这时的徐瑶可能是因为打了镇定剂,正沉睡着,而她的经纪人则是坐在病房边,频频拨打电话。
徐瑶的额头上缠着纱布,脸颊并没有受到波及,据刚才她听到的消息是徐瑶正在拍化妆品广告,挂在她上方准备打亮她脸上彩妆的灯,不知怎地突然掉了下来,正好砸在她的头上,才会造成现在的局面。
这是属于意外伤害的赔偿,而徐瑶又是公众人物,她得尽快处理好这个部分,否则要是将公司的名誉都赔进去,可不是闹着玩的。
「我告诉你喔!我要一个版面,不能再让步了……开什么玩笑?受了这么重的伤,只给我半个版面怎么够?你不报导我找别人!」经纪人说话的声音打断了她的思绪。
「等等!徐瑶受伤了,你不联络家属,反而去联络各大报纸?」她简直不敢相信。
「这妳就不用管了,负责把赔偿费申请下来就是了,我们把保险业务找过来,可不是想要多一个人来管闲事。
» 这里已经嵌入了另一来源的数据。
PR #3080, opened 2024-08-03
fix(types): correct transition behavior "set looping"

kutoman:
fixing the transition looping enabling call signature. The passed behavior gets interpreted as a nonexistent animation otherwise.


lubber-de (approved):
LGTM

lubber-de:
Docs updated by https://github.com/fomantic/Fomantic-UI-Docs/pull/509

PR #3082, opened 2024-08-04
fix(types): missing/wrong types for modal. dropdown, popup, transition

### LINKED ISSUE #3081: Modal Settings  Reference mismatch with typescript type definition
# Bug Report
the type definition [here ](https://github.com/fomantic/Fomantic-UI/blob/develop/types/fomantic-ui-modal.d.ts#L180) (`transition: string | Partial<Pick<TransitionSettings, keyof TransitionSettings>>`) does not match with
the example for the transition settings from https://fomantic-ui.com/modules/modal.html#/settings:
```js
{
    showMethod   : 'fade',
    showDuration : 200,
    hideMethod   : 'zoom,
    hideDuration : 500,
}
```

## Expected result
The keys from the documentation's example object are correct. The type definition should reflect that. Thus, something like:
`transition: string | ModalTransitionSettings`

lubber-de:
## Description
Some types fixes to reflect settings in modal, dropdown, popup and transition

## Closes
#3081

### DIFF
--- a/types/fomantic-ui-dropdown.d.ts
+++ b/types/fomantic-ui-dropdown.d.ts
@@ -216,6 +216,31 @@ declare namespace FomanticUI {
         (settings?: Partial<Pick<DropdownSettings, keyof DropdownSettings>>): JQuery;
     }
 
+    interface DropdownTransitionSettings {
+
+        /**
+         * Named animation show event to used.
+         * Must be defined in CSS.
+         */
+        showMethod: string;
+
+        /**
+         * Duration of the CSS show transition animation
+         */
+        showDuration: number;
+
+        /**
+         * Named animation hide event to used.
+         * Must be defined in CSS.
+         */
+        hideMethod: string;
+
+        /**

」经纪人冷声道,一点也不在乎让她知道实情。
他们会在第一时间找上保险业务,当然是为了让事情更加逼真,赔偿金可以不拿,但事情的真实度还是要顾全。
「我当然会做,但不论是基于道义还是人性,你都该联络一下家属吧?」
经纪人却理也不理她,继续打电话。
忽然间,她觉得自己很同情徐瑶。
当初她一直担心她的脸会出事,原来是早就知道有这么一天……她不禁怀疑,这件事是不是一桩阴谋?
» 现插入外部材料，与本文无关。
PR #3085, opened 2024-08-11
fix(types): clear cache parameter in search module is optional

kutoman:
Complies with respective JSDoc and it works like that


lubber-de (approved):
LGTM

PR #3094, opened 2024-09-05
fix(flag): update macedonia flag name

lubber-de:
## Description
According to https://en.wikipedia.org/wiki/North_Macedonia , the related country flags name needs correction

To avoid a breaking change, i still left the previous name as a second alias. This will be removed again in 2.10.0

「这件事是设计好的对吧?」不是为了诈领保险金,而是为了争取曝光机会。
经纪人一愣,拨打手机的动作停了下来,直勾勾的看着她。「妳这个保险业务会不会管太多了呀?徐瑶都没意见了,妳多事什么?」
「你们在拿生命开玩笑!万一今天灯砸中她的脑子,害她伤得更严重呢?你们也是只在乎版面大小吗?你们还有没有人性?!」
经纪人被她说得无法反驳,但这本来就是两相情愿的事,她管什么?
「喂,妳以为我们敢随便这么做吗?今天徐瑶要是红透半边天,我们犯得着出此下策吗?妳少在那里啰里啰嗦的,再吵我上妳们公司检举妳!」
「你尽管去告吧!」她根本不怕威胁,可体内却升起一丝脆弱,觉得人心好难测、社会好黑暗。
「哼,妳等着被开除吧!」经纪人似乎真的准备这么做,不过此时的丁弥晨一点也不在乎。
恍神的走出X大医院,沿途的景象进不了她的眼,她只感觉好累,不知道这些日子以来,自己所追求的是什么?自己所坚持的究竟对不对?
此刻,她知道自己该找人诉说,排解所有的郁闷,否则她会乱、会失望、会失去做出正确判断的能力。
而她第一个想到的人──是他。
拿出手机,她拨出号码。「喂,英桦吗?是我弥晨……我去找你好不好?」
而唯一庆幸的是,需要人陪伴的时候,他一直都在。